Выбрать главу

Только уж и отважились по этому делу наказать Секлетинье, когда та по обету в поминовение мужа собралась в обычное свое богомолье:

- Ты, Склетинья, неравно там догляди.

- Без вас, дураков, знаю, - отпалила мужикам Секлетинья, - ученого учить только портить, фефи!

А и в самом деле, жалко… жалко, что упустили!

Коснись дело на теперешний разум, повернулось бы все другой стороной, потому нарушен был мирской интерес: высидели, можно сказать, всем обществом змеиное яйцо себе на утеху!

МИШУТКИНА ТАЙНА

Да, уж такая это история, и мы тут совсем ни при чем!

Спутаны в ней все концы и начала не хуже, чем в любом житии!

Да и как же тут не перепутаться концам и началам в таком темном приютище, обложенном кругом непроходимыми болотами, непролазными лосиными чащами, словно вековечным врагом!

Надо также то только подумать, прежде чем осудить мужика, кто над ним спокон веку не казнился, кто не мудровал над его дурной головой?..

И барин и татарин, все посидели - благо широкая - у мужика на спине!

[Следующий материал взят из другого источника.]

PR #284, opened 2018-10-18
Search in kore-exec

ttuegel:
The search function in `krun` is implemented.

@traiansf This would update the K submodule to your `haskell-search` branch, which is not merged into K. Therefore, this pull request is not technically ready to merge until that is ready.

###### Reviewer checklist

---


ttuegel:
@ehildenb I would also appreciate your feedback on this pull request, since we were discussing the search feature not long ago.

src/main/k/working/search/tests/initial.star.initial.output.golden
```diff
@@ -0,0 +1,3 @@
+VarDotVar0 ==K <generatedCounter>
```
traiansf: I was confused by this at first, but I think this is due to the fact that your `pattern` gets completed to a full configuration to allow matching on it.  I wonder whether it would be a good idea to eliminate `DotVar`s from the substitution before we convert it back to a pattern.   Not necessarily in this PR, though :-)

src/main/haskell/kore/app/exec/Main.hs
```diff
@@ -334,17 +358,75 @@ main = do
...
+                            searchFileName
+                    clockSomething "Searching"
+                        $ evalSimplifierWithTimeout smtTimeOut
+                        $ do
+                            axiomsAndSimplifiers <-
+                                makeAxiomsAndSimplifiers indexedModule metadataTools
+                            let
+                                (rewriteAxioms, simplifier, substitutionSimplifier) =
+                                    axiomsAndSimplifiers
+                                runStrategy' pat =
```
traiansf: Really nice job refactoring!  But, while you're at it, the definition of `runstrategy'` here seems identical to that of `computeStrategy` above.  Do you think it would make sense to extract it?

src/main/haskell/kore/src/Kore/Step/Strategy.hs
```diff
@@ -63,117 +66,97 @@ data Strategy prim where
...
+    Continue :: Strategy prim
 
-     -}
-    Step :: Strategy prim -> Strategy prim
+    deriving (Eq, Show)
+
+{- | Apply two strategies in sequence.
 
-    {- | Terminate execution; the end of all strategies.
+The first strategy is applied, then the second is applied all its children.
```
virgil-serbanuta: s/all/to all/?

PR #295, opened 2018-10-24
Pure-equality function axioms, recurse for axioms, and IMP with Map

ttuegel:
This pull request allows Kore to use `\equals` axioms without pre- or post-conditions as function evaluators. While implementing this, I discovered that we only check the top-most module for function axioms; I correct that in this pull request. Finally, I added an integration test for IMP using Map instead of State. It does not actually do unification on Map yet, but it does require function axioms for `append` and that depends on the first two changes.

@dfilaretti The contents of this pull request should help you get past the issue you were having with Set unification.

###### Reviewer checklist

---


src/main/haskell/kore/src/Kore/IndexedModule/IndexedModule.hs
```diff
@@ -756,3 +762,29 @@ internalIndexedModuleSubsorts imod = let
                  | (_,SentenceAxiom { sentenceAxiomAttributes })
                      <- indexedModuleAxioms imod]
     in concat <$> mapM parseAttributesM attributes
+
+{- | Determine all indexed modules in scope from the given module.
+
+@indexedModulesInScope@ resolves all imported modules recursively so that
+traversing the 'Map' is equivalent to traversing all the (transitively) improted
```
traiansf: improted => imported

src/main/haskell/kore/src/Kore/Step/Function/Registry.hs
```diff
@@ -30,40 +29,34 @@ import Kore.AST.PureML
...
-                    (snd <$> indexedModuleAxioms indexedModule))
-            )
+    extractFunctionAxioms0 imod =
+        mapM_ (mapM_ extractAxiomPattern) axiomsInScope
+      where
+        axiomsInScope = indexedModuleAxioms <$> indexedModulesInScope imod
+    insertAxiom (name, patt) =
+        Monad.State.modify' $ Map.alter (Just . (patt :) . fromMaybe []) name
+    extractAxiomPattern (_, axiomSentence) =
+        mapM_ insertAxiom (axiomToIdAxiomPatternPair level axiomSentence)
```
traiansf: While I can agree that the refactoring above makes it more compact (and perhaps more efficient, due to using the `State` monad), I'm not sure about it being more readable.  
Could you please at least add signatures for the functions (esp. for the ones involving `mapM_`) so one would follow more easily what is `mapM_` mapping on?  I found the one for pairs a little strange, but I guess I could get used to it :-)

src/main/haskell/kore/src/Kore/Step/Function/Registry.hs
```diff
@@ -77,8 +70,21 @@ axiomToIdAxiomPatternPair
...
             case fromPurePattern (axiomPatternLeft axiomPat) of
-                ApplicationPattern Application {applicationSymbolOrAlias = s} ->
-                    return (symbolOrAliasConstructor s, axiomPat)
+                ApplicationPattern Application { applicationSymbolOrAlias } ->
+                    case symbolOrAliasParams of
+                        [] -> return (symbolOrAliasConstructor, axiomPat)
+                        _ ->
+                            -- TODO (thomas.tuegel): Handle matching for
+                            -- parameterized symbols, then enable extraction of
+                            -- their axioms.
```
traiansf: Thanks for adding this!

src/main/haskell/kore/src/Kore/Step/Function/Registry.hs
```diff
@@ -87,9 +93,34 @@ axiomToIdAxiomPatternPair
 axiomPatternsToEvaluators
     :: Map.Map (Id level) [AxiomPattern level]
     -> Map.Map (Id level) [ApplicationFunctionEvaluator level]
-axiomPatternsToEvaluators = fmap (map axiomPatternToEvaluator)
+axiomPatternsToEvaluators axiomPatterns =
+    -- remove the key if there are no associated function evaluators
+    Map.filter (not . null)
+        (mapMaybe axiomPatternEvaluator <$> axiomPatterns)
```
traiansf: So, if I understand correctly, currently none of the generated axioms will be added as evaluators due to the filtering below, as only assoc, comm, and unit were of the new form we accept (the others like functional or subsort have an existential quantifier so they don't qualify).  So we'll only have the hand-written axioms in the prelude for now. Is that right?

ttuegel: The generated axioms for `append` are added. Axioms marked `assoc`, `comm`, and `unit` are filtered out below because we don't implement matching for general equalities. The `inj` axioms are also filtered out because `inj` is a parametric symbol.

PR #296, opened 2018-10-24
Unification tests (not passing yet)

dfilaretti:
I'm trying to add some simple tests for unification of `set`, `list` and `map`. 
Although there is a different test for each, the logic is the same. 
They don't work yet, and they all seem to fail for the same reason. 

```
kore-exec: Unexpected non-false predicate GenericPredicate (Fix (AndPattern (And {andSort = SortActualSort (SortActual ...
```

(needs more investigation)

###### Reviewer checklist

---


src/main/k/in-progress/tests/list-unify-1/tests/2.output.golden
```diff
@@ -0,0 +1,15 @@
+<generatedTop>
```
traiansf: I think the output here would include b, as (unlike for set) you're only removing from one end.

src/main/k/in-progress/tests/list-unify-1/tests/3.output.golden
```diff
@@ -0,0 +1,15 @@
+<generatedTop>
```
traiansf: Same comment as above

dfilaretti:
I also realized I forgot to test the simple case of two concrete sets/lists. E.g. unifying a set with itself. I'm going to add those as well.

src/main/k/in-progress/tests/list-unify-1/tests/2.output.golden
dfilaretti: you are right, I got confused between lists and sets. fixed now.

PR #298, opened 2018-10-24
Symbolic execution fix

vladciobanu:
###### Reviewer checklist

---

### DIFF
--- a/src/main/haskell/kore/src/Kore/IndexedModule/MetadataTools.hs
+++ b/src/main/haskell/kore/src/Kore/IndexedModule/MetadataTools.hs
@@ -16,7 +16,12 @@ module Kore.IndexedModule.MetadataTools
     ) where
 
 import           Data.Graph
+import           Data.Map.Strict
+                 ( Map )
 import qualified Data.Map.Strict as Map
+import           Data.Set
+                 ( Set )
+import qualified Data.Set as Set
 
 import Kore.AST.Common
 import Kore.AST.MetaOrObject
@@ -38,6 +43,8 @@ data MetadataTools level attributes = MetadataTools
     , isSubsortOf :: Sort level -> Sort level -> Bool
     {- ^ @isSubsortOf a b@ is true if sort @a@ is a subsort of sort @b@,
        including when @a@ equals @b@. -}
+    , subsorts :: Sort level -> Set (Sort Object)
+    -- ^ get the subsorts for a sort
     }
   deriving Functor
 
@@ -49,7 +56,8 @@ type SymbolOrAliasSorts level = SymbolOrAlias level -> ApplicationSorts level
 -- its argument and result sorts.
 --
 extractMetadataTools
-    ::forall level atts . MetaOrObject level
+    :: forall level atts
+    .  MetaOrObject level
     => KoreIndexedModule atts
     -> MetadataTools level atts
 extractMetadataTools m =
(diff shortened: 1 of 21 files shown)


src/main/haskell/kore/test/Test/Kore/IndexedModule/MockMetadataTools.hs
```diff
@@ -39,6 +40,7 @@ makeMetadataTools symbolOrAliasSorts attr isSubsortOf =
         , sortAttributes = const functionAttributes
         , symbolOrAliasSorts = symbolOrAliasSorts
         , isSubsortOf = \first second -> (first, second) `elem` isSubsortOf
+        , subsorts = const Set.empty
```
virgil-serbanuta: makeMetadataTools shoud get a table/graph/somehting on top of which it should compute `isSubsortOf` and `subsorts`, otherwise our code would get contradictory information in tests. Alternately, `isSubsortOf` could work as it currently does, but `makeMetadataTools` should also get a lookup table or something for `subsorts` and we would rely on the caller to keep them consistent.

src/main/haskell/kore/src/Kore/IndexedModule/MetadataTools.hs
```diff
@@ -58,21 +66,39 @@ extractMetadataTools m =
     , sortAttributes = getSortAttributes m
     , symbolOrAliasSorts  = getHeadApplicationSorts m
     , isSubsortOf = checkSubsort
+    , subsorts = Set.fromList . fmap getSortFromId . getSubsorts
     }
   where
+    subsortTable :: Map (Sort Object) [Sort Object]
```
virgil-serbanuta: You should add unit-tests for this.

src/main/haskell/kore/src/Kore/Step/Simplification/AndTerms.hs
```diff
@@ -732,12 +733,19 @@ sortInjectionAndEqualsAssumesDifferentHeads
         else if isConstructorLikeTop tools (project firstChild)
              || isConstructorLikeTop tools (project secondChild)
             then return (return (ExpandedPattern.bottom, SimplificationProof))
-            else
-                empty
+            else if Set.null sortIntersection
```
virgil-serbanuta: You should add unit-tests for this.

src/main/haskell/kore/src/Kore/IndexedModule/MetadataTools.hs
vladciobanu: Done; see https://github.com/kframework/kore/pull/298/commits/2ffd4b051b9fa1c141e1ba7d52e9555f049fcfbc#diff-c1602aa6b3c4f86ae4b16a7770174399R193 (and below)

vladciobanu:
@virgil-serbanuta I did a few changes. First off, I realised that `isSubsortOf` is reflexive while `subsorts` did not include the requested sort in the resulting set, so I changed it to do so. This does not change the algorithm because the set intersection used in `AndTerms` still applies identically.

I added tests for both areas you mentioned -- see the replies to your review for exact links. Please let me know if you would rather i rebase before you re-check this. I think rebasing mid-review makes it harder to do subsequent reviews so I will not do it unless you specifically request it. The downside is, Jenkins will not run.

PR #300, opened 2018-10-24
A test for unification of concrete lists

dfilaretti:
The interesting part here is that it seems we can decide whether two lists are the same or not, but this only works when they have the same length. 
If we have two lists of different length instead of getting "not equal" as a result, we get a crash/error. 

(adding @u-- since I understand he is going to investigate list issues, so maybe this can be useful)

###### Reviewer checklist

---


u--:
`  | Seq.length list1 /= Seq.length list2 = Failure`

This line ought to be executing in those test cases with lists of different lengths. The `Failure` should then tell the unification algorithm to halt and return a negative answer. Currently trying to figure out why this does not happen.

dfilaretti:
Jenkins: test this please

PR #301, opened 2018-10-24
More list unification tests

dfilaretti:
Some more list unification tests. 
Should address some of the missing cases we discussed. 
Will probably add more, as well as similar/related cases for sets and maps. 

###### Reviewer checklist

---


src/main/k/in-progress/tests/list-unify-3/list-unify-3.k
```diff
@@ -0,0 +1,19 @@
...
+  configuration
+    <T>
+      <k> $PGM:Val </k>
+      <l> ListItem(a) ListItem(b) ListItem(c) </l>
+      <v> .K </v>
+    </T>
+
+  rule 
+    <k> V:Val </k>
+    <l> ... ListItem(V) ... </l>
```
traiansf: Actually I don't think we're aiming on handling this for now.  Maybe you could make two tests, one with matching at one end, one with matching at the other.

dfilaretti: I added two more tests very similar to this one, to try matching on the left and right.

PR #578, opened 2019-04-15
Fix some of the unanswered comments in #524

virgil-serbanuta:
###### Reviewer checklist

---

### DIFF
--- a/kore/src/Kore/Step/Step.hs
+++ b/kore/src/Kore/Step/Step.hs
@@ -17,7 +17,7 @@ module Kore.Step.Step
     , unwrapRule
     , applyUnifiedRule
     , applyRule
-    , applyRules
+    , applyRulesInParallel
     , applyRewriteRule
     , applyRewriteRules
     , sequenceRules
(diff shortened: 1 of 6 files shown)


kore/src/Kore/Step/Step.hs
```diff
@@ -135,6 +137,12 @@ deriving instance Ord (variable Object) => Ord (Result variable)
 
 deriving instance Show (variable Object) => Show (Result variable)
 
+instance TopBottom (Result variable) where
+    isTop (Result {unifiedRule, result}) =
+        isTop (Predicated.withoutTerm unifiedRule) && isTop result
```
ttuegel: The `PredicateSubstitution` from `unifiedRule` is always included in `result`, so we only need to check the `result`.

virgil-serbanuta: Yes, but there is nothing forcing them to be in sync, so I guess that checking both is better.

ttuegel: Then we should throw an `error` if they are not in sync, because if they are not kept in sync then the result will be wrong.

PR #582, opened 2019-04-16
Simplify \exists with bound substitutions

ttuegel:
###### Reviewer checklist

---

### DIFF
--- a/kore/src/Kore/Step/Simplification/Exists.hs
+++ b/kore/src/Kore/Step/Simplification/Exists.hs
@@ -24,11 +24,11 @@ import           Kore.Attribute.Symbol
 import           Kore.IndexedModule.MetadataTools
                  ( MetadataTools )
 import           Kore.Predicate.Predicate
-                 ( Predicate, makeExistsPredicate, makeTruePredicate,
-                 unwrapPredicate )
+                 ( Predicate, makeExistsPredicate, makeTruePredicate )
+import qualified Kore.Predicate.Predicate as Predicate
 import           Kore.Step.Axiom.Data
                  ( BuiltinAndAxiomSimplifierMap )
-import           Kore.Step.Pattern
+import           Kore.Step.Pattern as Pattern
 import           Kore.Step.Representation.ExpandedPattern
                  ( ExpandedPattern, Predicated (..) )
 import qualified Kore.Step.Representation.ExpandedPattern as ExpandedPattern
@@ -48,8 +48,6 @@ import           Kore.Unification.Substitution
                  ( Substitution )
 import qualified Kore.Unification.Substitution as Substitution
 import           Kore.Unparser
-import           Kore.Variables.Free
-                 ( freePureVariables )
 import           Kore.Variables.Fresh
 
 
@@ -240,10 +238,9 @@ makeEvaluateNoFreeVarInSubstitution
   =
     (MultiOr.make [simplifiedPattern], SimplificationProof)
   where
-    termHasVariable =
-        Set.member variable (freePureVariables term)
-    predicateHasVariable =
-        Set.member variable (freePureVariables $ unwrapPredicate predicate)
+    hasVariable = Set.member variable
+    termHasVariable = hasVariable (Pattern.freeVariables term)
+    predicateHasVariable = hasVariable (Predicate.freeVariables predicate)
     simplifiedPattern = case (termHasVariable, predicateHasVariable) of
         (False, False) -> patt
         (False, True) ->
--- a/kore/src/Kore/Step/Simplification/Exists.hs
+++ b/kore/src/Kore/Step/Simplification/Exists.hs
@@ -12,6 +12,8 @@ module Kore.Step.Simplification.Exists
     , makeEvaluate
     ) where
 
+import           Control.Applicative
+                 ( Alternative ((<|>)) )
 import           Data.Map.Strict
                  ( Map )
 import qualified Data.Map.Strict as Map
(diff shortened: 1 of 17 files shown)


kore/src/Kore/Step/Simplification/Exists.hs
```diff
@@ -236,45 +235,50 @@ makeEvaluateNoFreeVarInSubstitution
...
-                        (ExpandedPattern.toMLPattern
-                            Predicated
-                                { term = term
-                                , predicate = predicate
-                                , substitution = mempty
-                                }
-                        )
-                , predicate = makeTruePredicate
-                , substitution = substitution
+                    $ Maybe.fromMaybe (mkTop patternSort)
```
virgil-serbanuta: I know that this `mkTop patternSort` is not actually used, but, since it's here, locally it looks weird that we're adding an `exists` on something that might be a `top`. Fmapping the mkExists before calling `fromMaybe` might look better.

kore/src/Kore/Step/Simplification/Exists.hs
```diff
@@ -236,45 +235,50 @@ makeEvaluateNoFreeVarInSubstitution
...
+                    $ mkAndMaybe (Just term)
+                    $ Predicate.fromPredicate patternSort <$> boundCondition
+                }
+          | otherwise =
+            (ExpandedPattern.topOf patternSort)
+                { term = term
+                , predicate =
+                    Predicate.makeAndPredicate freePredicate
+                    $ Predicate.makeExistsPredicate variable
+                    $ Maybe.fromMaybe Predicate.makeTruePredicate boundCondition
```
virgil-serbanuta: The same as above: why add a quantifier on a `top` value?

kore/src/Kore/Step/Simplification/Exists.hs
```diff
@@ -198,16 +199,16 @@ makeEvaluate
...
-        _ -> do
+        Just boundTerm -> do
             (substitutedPat, _proof) <-
                 substituteTermPredicate
                     term
                     predicate
-                    localSubstitutionList
-                    (Substitution.wrap globalSubstitution)
+                    (Map.singleton variable boundTerm)
+                    (Substitution.unsafeWrap $ Map.toList freeSubstitution)
```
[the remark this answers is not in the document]
ttuegel: This step will only work if the substitution is normalized, otherwise we can't apply the substitution correctly. Should we call `normalize` here to ensure that it is normalized, or fall back to the second case if it is not?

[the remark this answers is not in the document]
virgil-serbanuta: I'm worried that there is no simple and obvious way (preferably one that's also stable through code changes) to see that `freeSubstitution` is, indeed, normalized.

Calling `normalize` here should be fine. Using `Kore.Unification.Substitution.partition` or something close to it (but declared in the same module) that produces a wrapped substitution would also be fine.

ttuegel:
@virgil-serbanuta This is ready for your re-review. I changed `Kore.Step.Simplification.Exists.makeEvaluate` to normalized the substitution before doing anything that depends on the normalization state. I also discovered that we were doing some things with `Kore.Unification.Substitution.toMap` which were not quite safe; I changed a few types and added some error cases to catch uses of `toMap` on denormalized substitutions.

kore/src/Kore/Unification/Substitution.hs
```diff
@@ -35,71 +38,108 @@ import           Data.Set
...
+A collection of substitutions @[xᵢ=φᵢ]@ is /normalized/ if, for all @xⱼ=φⱼ@ in
+the collection, @xⱼ@ is unique among all @xᵢ@ and none of the @xᵢ@ (including
+@xⱼ@) occur free in @φⱼ@.
+
+ -}
 data Substitution level variable
+    -- TODO (thomas.tuegel): Instead of a sum type, use a product containing the
+    -- normalized and denormalized parts of the substitution together. That
+    -- would enable us to keep more substitutions normalized in the Semigroup
+    -- instance below.
```
virgil-serbanuta: Are you sure it's worth doing that? What would be the benefit? And it might not be trivial - consider `x=f(y)`: it's ok to merge it with `z=g(y)`, but not with any of `x=g(z)`, `y=g(z)`, `z=g(x)`, or `z=sigma(y) /\ z = sigma(g(t))`.

kore/src/Kore/Step/Simplification/Exists.hs
```diff
@@ -196,194 +195,199 @@ makeEvaluate
...
-@
-(∃ y. φ ∧ boundP ∧ boundS) ∧ freeP ∧ freeS
-@
-
-otherwise (if @y@ does not occur in @φ@) the result is
-
-@
-φ ∧ (freeP ∧ (∃ y. boundP ∧ boundS)) ∧ freeS.
-@
+See also: 'quantifyExpandedPattern'
```
virgil-serbanuta: This function relies on `boundTerm` not containing `variable` as a free variable, it may be worth adding that constraint here (another way would be to use a normalized substitution, but that may not be worth the effort).

ttuegel: I documented this fact and added a check.

kore/src/Kore/Unification/Substitution.hs
ttuegel: I think it's worth it if we keep substitution deduplication as a separate step, because we can keep the substitution normalized (well, semi-normalized: cycle-free) incrementally. The most expensive thing we do during execution is merging and re-normalizing substitutions; it's expensive in large part because merging/re-normalization always begins by assuming nothing is normalized. I have in mind a representation such as `data Substitution = Substitution { normal = Map variable (MultiAnd pattern), denormal = Map variable (MultiAnd pattern) }` with the invariant that no variable occurs as a key in both `normal` and `denormal` and the keys of `normal` do not occur in any values of `normal` or `denormal`.

I would merge those examples in the following ways, where each substitution is represented as a pair as described above:

1. `([x=f(y)], []) ∧ ([x=g(z)], [])` = `([x=f(y)∧g(z)], [])` (postponing de-duplication)
1. `([x=f(y)], []) ∧ ([y=g(z)], [])` = `([x=f(g(z)), y=g(z)], [])` (applying substitution, which has no cycles)
1. `([x=f(y)], []) ∧ ([z=g(x)], [])` = `([x=f(y), z=g(f(y))], [])` (as above)
1. `([z=σ(y)], []) ∧ ([z=σ(g(t))], [])` = ([z=σ(y)∧σ(g(t))], [])` (postponing de-duplication, as above)
1. An interesting case not mentioned: `([x=f(y), []) ∧ ([y=g(x)], [])` = `([x=f(y), y=g(f(y))])` (breaking a cycle by applying the `normal` substitution and denormalizing; there is an choice about which way we break the cycle)

Anyway, we can discuss this in more detail when performance becomes an issue, and we can decide to if and how to do this, or not. For now, I mainly wanted to document that we have the option of doing this.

Взбиты вихры у него на затылке от этих поседок, а голова ведь тоже не мякиной набита, если по правде сказать, так в ней ни одной дырки не сыщешь, сметливая она и упорная и похожа на старинный добротный замок с хитрым и замысловатым отпором, а осторожка его вечная и боязность перед всем и перед всяким от вековечной маяты и лихоты: иной, глядишь, не мужик, а картина, и хмельного много не потребляет, и сила - медведю завидно, а как случится с базара проезжать под осень по темному лесу, когда ветер звонит, раскачивая голые сучья, словно пьяный звонарь веревки на колокольне, - так сразу сделается размазня размазней, от страху даже за ухо натычет крестов!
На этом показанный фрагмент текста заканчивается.